Сказав это, он тут же вспомнил, как доктор Хэмфрис постоянно требовал, чтобы ему сказали правду, даже от неаполитанского официанта, и получал туманные ответы.

— Твой отец и Акуино находились в одном и том же полицейском участке в ста километрах к юго-востоку от Асунсьона. Возле Вильяррики. Он просидел там пятнадцать лет, а Акуино всего десять месяцев. Мы сделали все, что могли, но он был старый и больной. Эль Тигре был против того, чтобы мы пытались спасти твоего отца, но он оказался в меньшинстве. И мы были не правы. Послушайся мы Эль Тигре, твой отец, пожалуй, был бы еще жив.

— Да. Возможно. В тюрьме. Умирая медленной смертью.

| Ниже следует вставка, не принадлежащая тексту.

PR #15, opened 2022-01-26
fix a corner case of list add

shunting314:
Allow adding a BaseListVariable and a ConstantVariable together if the latter is an iterable. It happens in detectron2 which adds a BaseListVariable with an empty tuple.

The PR also fix a few other small things
- fix the usage of json.loads in autotune.py
- in autotune.py, graph_name is hidden by the last backend name iterated
in the for loop
- a typo in bytecode_transformation.py


shunting314:
cc @jansel

jansel (approved):
lgtm, thanks!

PR #16, opened 2022-02-08
Adding functorch to skipfile

anijain2305:
Adding functorch and related packages to the skipfile to avoid dynamo analysis on AOT Autograd code.

@Chillee @jansel

### DIFF
--- a/torchdynamo/skipfiles.py
+++ b/torchdynamo/skipfiles.py
@@ -1,9 +1,11 @@
 import abc
 import collections
+import contextlib
 import copy
 import copyreg
 import dataclasses
 import enum
+import functools
 import importlib
 import inspect
 import linecache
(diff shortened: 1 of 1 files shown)


torchdynamo/skipfiles.py
```diff
@@ -35,10 +38,12 @@
     for m in (
         abc,
         collections,
+        contextlib,
         copy,
         copyreg,
         dataclasses,
         enum,
+        functools,
```
jansel, line 46: This should go in the list below with the try/except (so we don't error if it is not installed).

jansel (changes requested):

torchdynamo/skipfiles.py
anijain2305: Done.

PR #17, opened 2022-02-08
Adding AOT Autograd backend for inference

anijain2305:
@chillee @jansel Added AOT Autograd backend. Let me know if you have any alternate suggestions for the API.

I have tested this for inference for now. It might go through some changes as we work on training.

### DIFF
--- a/torchdynamo/optimizations/backends.py
+++ b/torchdynamo/optimizations/backends.py
@@ -452,6 +452,16 @@ def cudagraphs_inner(model, inputs):
     return run
 
 
+@create_backend
+def aot_autograd(subgraph, **kwargs):
+    from functorch.compile import aot_function, memory_efficient_fusion
+
+    # If kwargs is empty, we fallback to default of memory_efficient_fusion
+    if kwargs:
+        return subgraph.wrap_returns(aot_function(subgraph.model, **kwargs))
+    return subgraph.wrap_returns(memory_efficient_fusion(subgraph.model))
+
+
 def tvm_compile(jit_mod, example_inputs, log_file=None, **kwargs):
     if jit_mod is None:
         return None


torchdynamo/optimizations/backends.py
```diff
@@ -452,6 +452,16 @@ def run(*new_inputs):
     return run
 
 
+@create_backend
+def aot_autograd(subgraph, **kwargs):
+    from functorch.compile import aot_function, memory_efficient_fusion
```
anijain2305, line 457: I kept the imports inside for now to avoid making functorch a dependency.

jansel (approved):
LGTM.  Need to land the other PR first though.

torchdynamo/optimizations/backends.py
jansel: That's perfect

torchdynamo/optimizations/backends.py
```diff
@@ -452,6 +452,16 @@ def run(*new_inputs):
     return run
 
 
+@create_backend
+def aot_autograd(subgraph, **kwargs):
```
jansel, line 456: Note the `@create_backend` decorator might prevent `**kwargs` from working.

anijain2305: It seems to be working for my testcases. But, I will double check.

jansel: Ah cool, I wasn't sure.

Chillee:
Out of curiosity, what makes it not immediately work for training?

anijain2305:
> Out of curiosity, what makes it not immediately work for training?

Actually, it works out of the box here. I am meeting Jason to figure out if there are any gaping holes, or any alternate design.

jansel:
> Actually, it works out of the box here. I am meeting Jason to figure out if there are any gaping holes, or any alternate design.

Oh cool.  I'm actually kind of expecting it to be this easy (these ~5 lines to add the backend).  I feel like 90% of the work will be in measurment and fixing the odd bug or two that surfaces.

PR #381, opened 2022-06-11
[inductor] Refactor fallback kernel handling

jansel:


tests/test_torchinductor.py
```diff
@@ -60,6 +61,21 @@
 torchinductor.config.triton.autotune = False  # too slow
 
 
+def requires_decomp(fn):
+    """Decorator to disable test of a decomp is missing"""
```
voznesenskym, line 65: nit: if a decomp is missing?

torchinductor/decomposition.py
```diff
@@ -250,3 +252,13 @@ def masked_fill_(x, mask, value):
 @register_decomposition([aten.log1p])
 def log1p(x):
     return torch.log(x + 1)
+
+
+@register_decomposition([aten.baddbmm])
+def baddbmm(self, batch1, batch2, beta=1, alpha=1):
+    result = torch.bmm(batch1, batch2)
+    if not isinstance(alpha, (int, float)) or alpha != 1:
```
voznesenskym, line 260: nit: I think this can be `isinstance(alpha, numbers.Number)`

same below.

torchinductor/ir.py
```diff
@@ -1577,6 +1577,12 @@ def copy_input(x):
 
     @classmethod
     def realize_input(cls, x):
+        if x is None:
+            return V.graph.add_tensor_constant(torch.tensor(()))
```
voznesenskym, line 1581: Am pretty new to understanding the IR, so apologies if this is a dumb question - why does None make a default tensor constant?

jansel: This is a workaround in that some other code expects the graph to return only tensors.  The None values are coming from `aten.convolution_backwards` and are unused, so it doesn't matter.

voznesenskym: Understood! Would we eventually ever have a specialized "NoneTensor" or something like that, to signal that this came from a None?

torchinductor/lowering.py
```diff
@@ -47,6 +47,15 @@
 }
 
 
+def has_torchvision_roi_align():
+    try:
+        from torchvision.ops import roi_align  # noqa
+
+        return roi_align is not None
+    except (ImportError, ModuleNotFoundError):
+        return False
```
voznesenskym, line 56: I wonder if importlib can help avoid exceptions for control flow here, no strong opinions though.

voznesenskym (approved):

torchinductor/ir.py
jansel: I'm not convinced None carries any useful signal we want to preserve in the backend.  In Dynamo, None is useful, but in the backend you can't do anything with None other than ignore it.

— Дело решали секунды. Рывок. Он бы легко его сделал тогда, когда ты его знал, но пятнадцать лет в полицейском участке… там гниешь быстрее, чем в настоящей тюрьме. Генерал знает — в тюрьме есть товарищество. Поэтому сажает своих жертв в тесные горшки со скудной землей, и они чахнут от отчаяния.

— Ты видел моего отца?

— Нет, я ждал беглецов в машине с гранатой на коленях и молился.

— Ты все еще веришь в молитвы?

Отец Ривас не ответил, и доктор Пларр заснул…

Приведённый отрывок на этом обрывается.